The article also provides an interesting window on the perennial "Can schools do it all?" debate. While Diane Ravitch continues her late-career slouch toward the demography-is-destiny position, the state education superintendent, Paul Pastorek, offers a more nuanced take:
“It would be convenient to say that it’s a whole lot of other people who need to be part of the equation,” he replied. “But we have the job. And we have to do something.” Pastorek said he didn’t want to fall back on the excuse that he had heard from many other school officials, in Louisiana and elsewhere — that it was impossible to fix their schools until other social problems had first been corrected.

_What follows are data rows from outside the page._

PR #2824, opened 2020-09-30
Implements support for gas lift optimization.

hakonhagland:
Depends on https://github.com/OPM/opm-common/pull/1968.

Implements gas lift optimization for a single well. Support for gas lift optimization for multi-segment wells, groups of wells and networks is not implemented yet.

The keywords `LIFTOPT`, `WLIFTOPT`, and `VFPPROD` are used to supply parameters for the optimization. Also adds support for summary output of liftgas injection rate via summary keyword `WGLIR`.

### DIFF
--- a/opm/simulators/wells/BlackoilWellModel_impl.hpp
+++ b/opm/simulators/wells/BlackoilWellModel_impl.hpp
@@ -26,6 +26,7 @@
 
 #include <utility>
 #include <algorithm>
+#include <fmt/format.h>
 
 namespace Opm {
     template<typename TypeTag>
@@ -403,22 +404,10 @@ namespace Opm {
     BlackoilWellModel<TypeTag>::gliftDebug(
         const std::string &msg, Opm::DeferredLogger &deferred_logger) const
     {
-        std::ostringstream ss;
-        ss << msg;
-        gliftDebug(ss, deferred_logger);
-    }
-
-    template<typename TypeTag>
-    void
-    BlackoilWellModel<TypeTag>::gliftDebug(
-        std::ostringstream &ss, Opm::DeferredLogger &deferred_logger) const
-    {
         if (this->glift_debug) {
-            std::string message = ss.str();
-            if (message.empty()) return;
-            std::ostringstream ss2;
-            ss2 << "  GLIFT (DEBUG) : BlackoilWellModel : " << message;
-            deferred_logger.info(ss2.str());
+            const std::string message = fmt::format(
+                "  GLIFT (DEBUG) : BlackoilWellModel : {}", msg);
+            deferred_logger.info(message);
         }
     }
 
@@ -841,9 +830,9 @@ namespace Opm {
 
         Opm::DeferredLogger local_deferredLogger;
         if (this->glift_debug) {
-            std::ostringstream os;
-            os << "assemble() : iteration = " << iterationIdx;
-            gliftDebug(os, local_deferredLogger);
+            const std::string msg = fmt::format(
+                "assemble() : iteration {}" , iterationIdx);
+            gliftDebug(msg, local_deferredLogger);
         }
         last_report_ = SimulatorReportSingle();
         Dune::Timer perfTimer;
--- a/opm/simulators/wells/BlackoilWellModel_impl.hpp
+++ b/opm/simulators/wells/BlackoilWellModel_impl.hpp
@@ -1375,7 +1375,6 @@ namespace Opm {
                     std::vector<double> potentials;
                     well->computeWellPotentials(ebosSimulator_, B_avg, well_state_copy, potentials, deferred_logger);
                     // putting the sucessfully calculated potentials to the well_potentials
-                    well_state_.updateALQ(well_state_copy);
                     for (int p = 0; p < np; ++p) {
                         well_potentials[well->indexOfWell() * np + p] = std::abs(potentials[p]);
                     }
--- a/opm/simulators/wells/BlackoilWellModel_impl.hpp
+++ b/opm/simulators/wells/BlackoilWellModel_impl.hpp
@@ -330,7 +330,7 @@ namespace Opm {
         Opm::DeferredLogger local_deferredLogger;
 
         well_state_ = previous_well_state_;
-
+        well_state_.disableGliftOptimization();
         const int reportStepIdx = ebosSimulator_.episodeIndex();
         const double simulationTime = ebosSimulator_.time();
 
@@ -393,8 +393,34 @@ namespace Opm {
         //compute well guideRates
         const auto& comm = ebosSimulator_.vanguard().grid().comm();
         WellGroupHelpers::updateGuideRatesForWells(schedule(), phase_usage_, reportStepIdx, simulationTime, well_state_, comm, guideRate_.get());
+        logAndCheckForExceptionsAndThrow(local_deferredLogger,
+            exception_thrown, "beginTimeStep() failed.", terminal_output_);
+
     }
 
+    template<typename TypeTag>
+    void
+    BlackoilWellModel<TypeTag>::gliftDebug(
+        const std::string &msg, Opm::DeferredLogger &deferred_logger) const
+    {
+        std::ostringstream ss;
+        ss << msg;
+        gliftDebug(ss, deferred_logger);
+    }
+
+    template<typename TypeTag>
+    void
+    BlackoilWellModel<TypeTag>::gliftDebug(
+        std::ostringstream &ss, Opm::DeferredLogger &deferred_logger) const
+    {
+        if (this->glift_debug) {
+            std::string message = ss.str();
+            if (message.empty()) return;
+            std::ostringstream ss2;
+            ss2 << "  GLIFT (DEBUG) : BlackoilWellModel : " << message;
+            deferred_logger.info(ss2.str());
+        }
+    }
 
     template<typename TypeTag>
     void
@@ -813,6 +839,12 @@ namespace Opm {
              const double dt)
     {
 
+        Opm::DeferredLogger local_deferredLogger;
+        if (this->glift_debug) {
+            std::ostringstream os;
+            os << "assemble() : iteration = " << iterationIdx;
+            gliftDebug(os, local_deferredLogger);
+        }
         last_report_ = SimulatorReportSingle();
         Dune::Timer perfTimer;
         perfTimer.start();
@@ -821,7 +853,6 @@ namespace Opm {
             return;
         }
 
-        Opm::DeferredLogger local_deferredLogger;
 
         updatePerforationIntensiveQuantities();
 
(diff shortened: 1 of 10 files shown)


hakonhagland:
jenkins build this please

akva2:
that build won't include the upstream, maybe you forgot opm-common=1968 in the trigger?

bska:
> That build won't include the upstream, maybe you forgot opm-common=1968 in the trigger?

In this case it doesn't matter because the upstream change is "only" responsible for outputting values to the summary file.  There's no API change here.

akva2:
I see. I'll shut up then. One question nonetheless: Should this remove keywords from MissingFeatures ?

bska:
>>> That build won't include the upstream, maybe you forgot opm-common=1968 in the trigger?
>> 
>> In this case it doesn't matter because the upstream change is "only" responsible for outputting values to the summary file.
>
> I see. I'll shut up then.

My apologies.  There **was** an API update.  I forgot that the upstream PR also added a new member to the [`Rates`](https://github.com/OPM/opm-common/blob/7db5d2fd5c05584b82945d9d2db17e942a103f5b/opm/output/data/Wells.hpp#L72) object.  So you were right the first time, we do need the upstream PR for this to even build.

> One question nonetheless: Should this remove keywords from `MissingFeatures`?

Yes I believe it should, at least if we think that the features are complete (or nearly so) as of this PR.  I could see us removing at least the following entries:

* [`LIFTOPT`](https://github.com/OPM/opm-simulators/blob/c26aefdd5b523b75753633ee12694dfe4a107e00/opm/simulators/flow/MissingFeatures.cpp#L413)
* [`WLIFTOPT`](https://github.com/OPM/opm-simulators/blob/c26aefdd5b523b75753633ee12694dfe4a107e00/opm/simulators/flow/MissingFeatures.cpp#L823)

Possibly others as well.

bska:
jenkins build this opm-common=1968 please

hakonhagland:
jenkins build this opm-common=1968 please

opm/simulators/wells/StandardWell.hpp
```diff
@@ -233,11 +235,74 @@ namespace Opm
...
+            const Simulator& ebosSimulator,
+            DeferredLogger& deferred_logger
+        ) const;
+
+        virtual void maybeDoGasLiftOptimization (
+            const WellState& well_state,
+            const Simulator& ebosSimulator,
+            DeferredLogger& deferred_logger
+        ) const;
+
```
totto82, line 249: What is the logic of splitting these functions? I hope we can move this ++ function to the interface to make GLIFT work for MSW.

opm/simulators/wells/GasLiftRuntime_impl.hpp
```diff
@@ -0,0 +1,798 @@
...
+    controls_{controls},
+    deferred_logger_{deferred_logger},
+    ebos_simulator_{ebos_simulator},
+    potentials_{potentials},
+    std_well_{std_well},
+    summary_state_{summary_state},
+    well_state_{well_state},
+    debug{true},  // extra debugging output
+    debug_disable{false} // act as glift optimization is disabled
+{
```
totto82, line 51: I think we should not output the debug info as default
Also do we need the posibility to hard-code disabling of the glift optimization anymore

totto82:
Thanks for the contribution. I have done some testing and it works as indented for the tests I have run. I think this can be merged when the comments above are addressed. The test failures are related to the extra output.

opm/simulators/wells/BlackoilWellModel_impl.hpp
```diff
@@ -813,6 +839,12 @@ namespace Opm {
              const double dt)
     {
 
+        Opm::DeferredLogger local_deferredLogger;
+        if (this->glift_debug) {
+            std::ostringstream os;
+            os << "assemble() : iteration = " << iterationIdx;
+            gliftDebug(os, local_deferredLogger);
```
joakim-hove, line 846: With the `libfmt`library which I have shoehorned in you could do:
```
#include <fmt/format.h>
...
const std::string msg = fmt::format("assemble() : iteration {}" , iterationIdx);
```
Pick your poison

opm/simulators/wells/GasLiftRuntime_impl.hpp
```diff
@@ -0,0 +1,798 @@
...
+}
+
+template<typename TypeTag>
+void
+Opm::GasLiftRuntime<TypeTag>::
+displayWarning_(std::string msg)
+{
+    std::ostringstream ss;
+    ss << "GAS LIFT OPTIMIZATION, WELL: " << this->well_name_ << " : " << msg;
+    this->deferred_logger_.warning("WARNING", ss.str());
```
joakim-hove, line 196: fmt alternative:
```
const auto& msg = fmt::format("GAS LIFT OPTIMIZATION, WELL: {} : {}", this->well_name_, msg);
```

opm/simulators/wells/StandardWell.hpp
hakonhagland: Do you mean the function `maybeDoGasLiftOptimization()` ? We call it here : https://github.com/OPM/opm-simulators/blob/52f6f819eeebd0e6a6bb53eb8aa59ff0f271664e/opm/simulators/wells/BlackoilWellModel_impl.hpp#L898. Since it is a call through a base class (`WellInterface`) pointer I had to make it a virtual function.

opm/simulators/wells/GasLiftRuntime_impl.hpp
hakonhagland: Thanks for the comment! I have updated the PR.

opm/simulators/wells/BlackoilWellModel_impl.hpp
hakonhagland: Thanks this looks much better! I have updated the code to use `fmt::format()`

hakonhagland:
jenkins build this opm-common=1968 please

opm/simulators/wells/GasLiftRuntime_impl.hpp
```diff
@@ -0,0 +1,791 @@
...
+    std_well_{std_well},
+    summary_state_{summary_state},
+    well_state_{well_state},
+    debug{false}  // extra debugging output
+{
+    int well_index = this->std_well_.indexOfWell();
+    const Well::ProducerCMode& control_mode
+        = well_state_.currentProductionControls()[well_index];
+    assert(control_mode == Well::ProducerCMode::THP );
+    const Opm::Schedule& schedule = this->ebos_simulator_.vanguard().schedule();
```
totto82, line 55: The control_mode is also used for the asset. Try OPM_OPTIM_UNUSED

opm/simulators/wells/GasLiftRuntime_impl.hpp
totto82: Good

totto82:
The test failures are due to new summary output. I plan to make a data update later today and merge this when the last comments are fixed.

opm/simulators/wells/GasLiftRuntime_impl.hpp
hakonhagland: > The `control_mode` is also used for the asset.

Did you mean `assert` ? I am not sure what you are referring to

totto82: Yes, I mean assert. The control_mode is unused if not build in debug mode since the assertion will be skipped. 
```
const Well::ProducerCMode& OPM_OPTIM_UNUSED control_mode
        = well_state_.currentProductionControls()[well_index];
```
would make the compiler not warn against unused variable, I think. (not tested)

joakim-hove: Is there a good argument for `assert( ... ) ` rather than e.g.
```
if (control_mode != Well::ProducerCMode::THP)
     throw std::logic_error("Bug in flow - invalid control mode detected\n");
```

hakonhagland: Thanks for the comments! I have updated the PR.

totto82:
jenkins build this opm-common=1968 update_data please

totto82:
jenkins build this opm-common=1968 opm-tests=397 please

atgeirr:
I see a new warning:
```
/Users/atgeirr/opm/src/opm-simulators/opm/simulators/wells/StandardWell.hpp:245:22: warning: 'maybeDoGasLiftOptimization' overrides a member function but is
      not marked 'override' [-Winconsistent-missing-override]
        virtual void maybeDoGasLiftOptimization (
```
Also in MultiSegmentWell. Will you fix it (add the `override`)?

hakonhagland:
> not marked 'override' [-Winconsistent-missing-override]

@atgeirr Fixed in #2833

OPMUSER:
All the Model 06 tests fail on the the 2020-10 release because the SUMMARY vectors associated with FIPABC keyword do not exist. This is because in all cases except one the FIPABC keyword in REGIONS section is missing. The output for these cases is:

image

Which is good as the simulator catches the error, but not so good for getting the results from the test cases. However, if you run in parallel then the OPM Flow throws an exception:

image

Now for the case that has the FIPABC keyword, `2_WLIFT_MOFEL5` , you get the same, even though SUMMARY vectors are defined as RPR__ABC. This should work.  However, it does work for the Norne model, but here the FIP keyword for Norne is:

`EQUALS
-- FIPs based on geological layers
FIPGL 1    1  46   1 112   1  3   /  Garn 
FIPGL 2    1  46   1 112   4  4   /  Not
FIPGL 3    1  46   1 112   5  5   /  Ile 2.2 
FIPGL 4    1  46   1 112   6  8   /  Ile 2.1
FIPGL 5    1  46   1 112   9  11  /  Ile 1
FIPGL 6    1  46   1 112   12 12  /  Tofte 2.2
FIPGL 7    1  46   1 112   13 15  /  Tofte 2.1
FIPGL 8    1  46   1 112   16 18  /  Tofte 1
FIPGL 9    1  46   1 112   19 22  /  Tilje

-- FIPs based on numerical layers
FIPNL 1    1  46   1 112   1  1   /  Garn 3
FIPNL 2    1  46   1 112   2  2   /  Garn 2
FIPNL 3    1  46   1 112   3  3   /  Garn 1w
FIPNL 4    1  46   1 112   4  4   /  Not   
FIPNL 5    1  46   1 112   5  5   /  Ile 2.2
FIPNL 6    1  46   1 112   6  6   /  Ile 2.1.3      
FIPNL 7    1  46   1 112   7  7   /  Ile 2.1.2
FIPNL 8    1  46   1 112   8  8   /  Ile 2.1.1
FIPNL 9    1  46   1 112   9  9   /  Ile 1.3                  
FIPNL 10   1  46   1 112   10 10  /  Ile 1.2      
FIPNL 11   1  46   1 112   11 11  /  Ile 1.1
FIPNL 12   1  46   1 112   12 12  /  Tofte 2.2            
FIPNL 13   1  46   1 112   13 13  /  Tofte 2.1.3
FIPNL 14   1  46   1 112   14 14  /  Tofte 2.1.2
FIPNL 15   1  46   1 112   15 15  /  Tofte 2.1.1
FIPNL 16   1  46   1 112   16 16  /  Tofte 1.2.2
FIPNL 17   1  46   1 112   17 17  /  Tofte 1.2.1
FIPNL 18   1  46   1 112   18 18  /  Tofte 1.1
FIPNL 19   1  46   1 112   19 19  /  Tilje 4
FIPNL 20   1  46   1 112   20 20  /  Tilje 3
FIPNL 21   1  46   1 112   21 21  /  Tilje 2
FIPNL 22   1  46   1 112   22 22  /  Tilje 1
/`

So it would appear that two characters work but not three for the FIP keyword name.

But then he switched direction somewhat. In many ways, he said, he was sympathetic to the Ravitch position. “If we want to really get kids to the level that we want to get them,” he said, “and we want to do it in a more efficient and effective way, then we would be well served if we took care of those kinds of problems — if we provided more resources to kids from conception to early childhood, if we took care of mental-health issues and physical ailments and teeth and eye examinations. Including, you know, where these kids go home to sleep at night. I’ve lived in this community a long time, and I can’t imagine how I could ever feel comfortable in neighborhoods that these kids live in at night. And yet they do, and we still expect them to do well.”
Pastorek paused for a moment. “So, now, can I solve all those problems tomorrow afternoon? Can I even get the attention of the people who have control over those things? Right now, in New Orleans, after Katrina, the answer is no, I can’t. But I can’t take the position that I can’t succeed unless I have those things. I have to take the position that we’re going to do it in spite of that. Now, will it be hard? Will I be less successful? Probably yes. But I have to take that approach, because I don’t have really any other cards to play.”
The idea that schools can overcome any external obstacle to student learning, no matter how high, is, on some unavoidable level, utopian. But it's not too much to say that schools can overcome many or even most such obstacles. And there's no way for educators to know ahead of time which students they can reach. Nor are educators in a position to solve all of the outside ills that beset their students. So the only effective attitude--the only moral attitude--is to start with the assumption that every child can be successful, to design schools that reflect this conviction, and not give up on it until the last possible moment. It appears that there are many more people in New Orleans who think this way than there used to be. That's reason enough to be optimistic that the story will end well.